Thermodynamic Modeling the Solubility of CO2 in Aqua System of Methyldiethanolamine and 2-(2-Aminoethylamino)ethanol Using the Nonelectrolyte Wilson Nonrandom Factor

Document Type : Original Article


1 Chemical Engineering Department, Arak Branch, Islamic Azad University, Arak, Iran

2 Department of Basic Sciences, Shahid Sattari Aeronautical University of Science and Technology, Tehran, Iran

3 Department of Chemical Engineering, Tarbiat Modares University, Tehran, Iran


Alkanolamines are used to remove acidic gases such as CO2 and H2S from natural gas. In this study, thermodynamic modeling of the binary component CO2+MDEA, three component MDEA+H2O+CO2 and the quaternary MDEA+AEEA+H2O+CO2 systems were developed using an additional Gibbs argillic model for the first time in the modeling of CO2 solubility in different solutions.

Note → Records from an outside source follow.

PR #15426, opened 2021-05-25
startRecordingScreen() not available on Javascript

joshuapinter:
When trying to call this you get `startRecordingScreen is not a function`.

The docs are misleading and they point to the erroneous line in the commands file. I'm not sure why it's not supported on Javascript but it should at least be better documented that it isn't.

## Proposed changes

Docs change.

## Types of changes

## Checklist

- [ ] I have signed the [CLA](https://cla.js.foundation/appium/appium)

## Further comments


jlipps:
Seems to be supported in wdio still: https://webdriver.io/docs/api/appium#startrecordingscreen

jlipps:
If you get an error when using that client library, I would submit an issue to WDIO instead.

joshuapinter:
Yeah, it's confusing to know where the core issue lies. I found some corroboration with Bitrise on their article for recording your UI tests as well: 

image

https://devcenter.bitrise.io/tips-and-tricks/screen-recording-your-ui-tests-with-appium/

I'll post an issue there and link it back to here but we're on the latest versions of everything and it just doesn't appear to be supported. And these docs don't point to anywhere meaningful like they do for something like `saveScreenshot`, etc.

joshuapinter:
I dug a little more into this. First off, we are using `wd` and not `wdio`. Looking at `wdio`'s docs, I think you're right, they definitely seem to support this. But `wd` definitely does not.

So, I'll update this commit to keep the `wdio` references and show that `wd` does not support it. 

I really wish they did because the migration from `wd` to `wdio` is not insignificant but I would love to be able to use `startRecordingScreen` without rolling our own solution.

jlipps:
Unfortunately WD is no longer maintained so sooner or later you'll probably want to move to WDIO anyway.

joshuapinter:
Thanks for the heads up, @jlipps. That's what I was gleaning as well. I'll put it on The List. :)

mykola-mokhnach (approved):

PR #15433, opened 2021-05-27
update releasing documentation

boneskull:
This is...about as good as I can figure out without actually doing it myself.


jlipps (approved):
LGTM. sensible and thorough. i can give it an actual try soon.

KazuCocoa (approved):
🎉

The appropriate model was considered using the assumption of an entirely molecular system without any occurrence of chemical reactions and saturated gas phase from the CO2 gas. The nonelectrolyte Wilson nonrandom factor (N-Wilson-NRF) model and the activity coefficient method (γ_φ Aproach) were used to calculate solubility of CO2. The two-component water- CO2 model was modeled and the results were obtained by the accuracy of 1.38 of experimental results. In a three-component, water-CO2-MDEA system with the amount of 6.913, the optimization was developed. The quaternary water-CO2-MDEA-AEEA system was optimized with an overall approximation of 19.537 for all experiment data.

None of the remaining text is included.